By Jim Hepple, President & CEO, Aruba Hotel and Tourism Association,
I am sure many of you have been following the recent exchanges on TV, radio, in the newspapers, online news sites and social media and wondering why is AHATA so opposed to the proposal to use legislation to change the ways hotels are licensed.
Please let me take a few moments of your time to explain our position.
The discussion essentially began in 2014.
The debate began with the sale of the Westin Hotel to Riu in 2014 and intensified with the sale of the Radisson Hotel in 2015. As a result of these two transactions the Minister of Tourism said that he was concerned that Aruba was getting too many all-inclusive resorts and proposed to change the hotel licensing law to regulate this.
The supporting documentation justifying the change in the law states that the Government is of the view that a proper balance of tourist accommodation is needed in Aruba and is therefore using legislation to place a cap on the further expansion of all-inclusive accommodation in Aruba as it believes this is in the best interests of Aruba.
These are the key points of our opposition.
Once AHATA learned the details of what was being proposed it expressed its concerns to the Government and listed the following reasons for its opposition to the legislation
Ø There is no clear and present threat to the Palm Beach area becoming completely all-inclusive.
Ø It’s a matter of principle as the law would create an unfair and unequal operating environment.
Ø If the law passes it will have an enormous negative impact in the international financial community as to how businesses are financed in Aruba.
Ø If the law passes there will be significant negative knock-on effects.
Ø If the law passes it will give far too much power to the Minister responsible for Tourism Affairs in allowing arbitrary decisions to be made about the day to day operations of a hotel and to whom a hotel can be sold.
Ø There are opportunities for upscale all-inclusive resorts.
Ø There is a lack of impartial, objective and relevant supporting information.
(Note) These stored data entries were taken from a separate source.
PR #626, opened 2024-08-14
V1 auto init vp

thomaspanf:


jshufro:
I think the manual testing you already did will have to suffice. I want to have a testing framework for each of the 'background' tasks that rocketpool_node handles in v2, but i don't want to write it for v1.

jshufro (approved):

PR #643, opened 2024-09-02
Remove the Eden relay.

0xfornax:
Considering this [announcement](https://x.com/titanrelayxyz/status/1829202005354807374) the Eden relay will be removed from the next release


thomaspanf (commented):
Don't we need to remove these too? 

https://github.com/rocket-pool/smartnode/blob/remove-eden-relay/shared/types/config/types.go#L98

https://github.com/rocket-pool/smartnode/blob/remove-eden-relay/shared/services/config/mev-boost-config.go#L395

https://github.com/rocket-pool/smartnode/blob/remove-eden-relay/rocketpool-cli/service/config/settings-mev-boost.go#L173

Issue #634, opened 2024-08-29
[V2] Segfault on setting RPL withdrawal address


thomaspanf:
`rp n srwa`

panic: runtime error: invalid memory address or nil pointer dereference
[signal SIGSEGV: segmentation violation code=0x1 addr=0x0 pc=0x5c4458]

goroutine 1 [running]:
math/big.(*Int).Cmp(0xab0ab7226b769ac?, 0xb4284f4af73718b5?)
    math/big/int.go:381 +0x18
github.com/rocket-pool/smartnode/v2/rocketpool-cli/commands/node.setRplWithdrawalAddress(0xc000596180, {0x7ffccac8e188, 0x2a})
    github.com/rocket-pool/smartnode/v2/rocketpool-cli/commands/node/set-rpl-withdrawal-address.go:122 +0x969

PR #644, opened 2024-09-03
Fixed segfault by populating nil pointer

thomaspanf:
Addresses #634 

`rp-cli` segfaults [here](https://github.com/rocket-pool/smartnode/blob/76440160cd8fbbb49927db0b8247dd5e6defce85/rocketpool-cli/commands/node/set-rpl-withdrawal-address.go#L122) because`rp-daemon` never populates `response.Data.RplStake`


jshufro (approved):
Increasingly disenchanted with the framework. This landmine keeps coming up.

PR #655, opened 2024-09-23
Handle a case where priorityFee > maxFee in the task loop

thomaspanf:
Automatic transactions in the task loop fail when the user-inputted `priorityFee` is greater than the oracle based `maxFee`. This PR addresses this case by setting `priorityFee` to `min(priorityFee, 25% of the oracle based maxFee`) when `priorityFee > maxFee` for transactions in the node task loop. 

For example: automatically initializing vote power, defending pDAO proposals, bond reductions and so on. 

The change is also applied to watchtower task `process-penalties.go`

### DIFF
--- a/rocketpool/node/node.go
+++ b/rocketpool/node/node.go
@@ -394,6 +394,24 @@ func updateNetworkState(m *state.NetworkStateManager, log *log.ColorLogger, node
 	return state, totalEffectiveStake, nil
 }
 
+// Checks if the user-inputted priorityFee is greater than the oracle based maxFee
+// If so, return the min(priorityFee, 25% of the oracle based maxFee)
+func GetPriorityFee(priorityFee *big.Int, maxFee *big.Int) *big.Int {
+	// Check if priorityFee is less than maxFee
+	if priorityFee.Cmp(maxFee) < 0 {
+		return priorityFee
+	}
+
+	quarterMaxFee := new(big.Int).Div(maxFee, big.NewInt(4))
+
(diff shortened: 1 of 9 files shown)


rocketpool/node/node.go
```diff
@@ -394,6 +394,24 @@ func updateNetworkState(m *state.NetworkStateManager, log *log.ColorLogger, node
...
+	}
+
+	quarterMaxFee := new(big.Int).Div(maxFee, big.NewInt(4))
+
+	// Gets the min(priorityFee, 25% of the oracle based maxFee)
+	if priorityFee.Cmp(quarterMaxFee) < 0 {
+		return priorityFee
+	} else {
+		return quarterMaxFee
+	}
```
jshufro, line 412:
```suggestion
	return quarterMaxFee
```

jshufro (changes requested):
This is _fine_ but we can do better.

Every `t *taskThing` has a maxPriorityFee setting. Instead, let's make every `t *taskThing` have a `gasSettings *GasSettings` field. Put `maxPriorityFee` on `GasSettings`, get rid of GetPriorityFee and instead have a function called something like `func (g *GasSettings) ApplyMaxFeeTo(opts *bind.CallOpts)` which sets opts.GasFeeCap, opts.GasTipCap, and opts.GasLimit.

Then we get a lot of deduplication out of this PR. Also, add a unit test? it's all arithmetic and logic that is very easy to unit test.

jshufro (approved):
Edit: just realized this is on v1. Fine to merge as-is I guess, but make sure we do this right when we apply it to v2

PR #658, opened 2024-09-25
Delete old treegens

jshufro:
There's too many to update on refactor.

Delete the unused ones, and plan to reinstate them when the architecture can be DRYer.


shared/services/rewards/types.go
```diff
@@ -14,6 +14,8 @@ import (
 type rewardsFileVersion uint64
 
 const (
+	FarEpoch uint64 = 18446744073709551615
```
jshufro, line 17: generator-impl-v2 previously defined this, but it is used in several implementations.

jshufro: ... and it has to be in a separate `const` block from the enum, or it takes a position

PR #672, opened 2024-10-11
Enable MEV-Boost for the Holesky network.

0xfornax:


jclapis:
Everyone in the Constellation cohort thanks you for this :100:

PR #708, opened 2024-11-27
V1 Update Metrics Exporter and deprecate SnapshotDelegation

thomaspanf:
- Removed all traces of `SnapshotDelegation`
- Updated the `metrics-exporter.go` and `snapshot-collector.go` to support the new voting system. 

 These are the values passed into Grafana: 
```
	channel <- collector.activeProposals
	channel <- collector.closedProposals
	channel <- collector.votesActiveProposals
	channel <- collector.votesClosedProposals
	channel <- collector.nodeVotingPower
	channel <- collector.delegateVotingPower
```

No changes were needed for `activeProposals` and `closedProposals`.  `votesActiveProposals` and `votesClosedProposals` should display the correct info now that `collector.delegateAddress` is replaced with `collector.signallingAddress`. 

We use `propMgr.GetArtifactsForVoting(blockNumber, address)` and pass the node address or on-chain delegate address to grab `nodeVotingPower` and `delegateVotingPower`, similarly to how it's done in `rp pdao status`

One thing we could do is remove the `if time.Since(timestamp)>= hoursToWait` check on the voting power calls and have it run every 5 minutes alongside the task loop. It doesn't make calls to the Snapshot API so I think this is okay.


0xfornax:
> One thing we could do is remove the `if time.Since(timestamp)>= hoursToWait` check on the voting power calls and have it run every 5 minutes alongside the task loop. It doesn't make calls to the Snapshot API so I think this is okay.

I think it could be confusing to have a few fields of the Governance tab update faster and others take hours. Think it's ok to keep it as it is.

0xfornax (approved):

Ø That basically AHATA is in favour of some form of management of the accommodation sector but that this particular piece of legislation is not the way to achieve this.
Ø That further study would allow the evaluation of alternatives to legislation.
Given the above AHATA asked for a cooling off period to allow a further study of not only the all-inclusive issue but the impact of the dramatic increase in demand for non-traditional tourist accommodation (apartments/private homes/condominiums) which it thinks, in many ways, is a more serious issue in terms of its impact on our economy than the expansion of all–inclusive product.
ATIA, The Chamber of Commerce, the Central Bank, the Minister of Finance, the FTA, and the Caribbean Hotel and Tourism Association all support our position.
A more detailed explanation is given below.
I know it’s a long read but I hope you find it worthwhile.
The issue.
The debate really begins with events which occurred in 2006. In that year the 481 room Wyndham Aruba property was purchased by the Belfonti Group out of the USA who engaged Starwood to manage the hotel as a Westin hotel. It was 2006, the height of the financial madness that gripped the USA, and so Belfonti overpaid by some considerable amount of money using borrowed money from Wachovia Bank. The deal went south very quickly and Wachovia was forced to take back the hotel.
In 2008 the Wells Fargo Bank purchased the Wachovia Bank and found that one of the assets they had purchased was a hotel in Aruba. It became very obvious, very quickly that Wells Fargo did not want to own a hotel in Aruba but it took them some years to sort out a myriad of legal issues before they were able to sell the hotel unencumbered by legal problems.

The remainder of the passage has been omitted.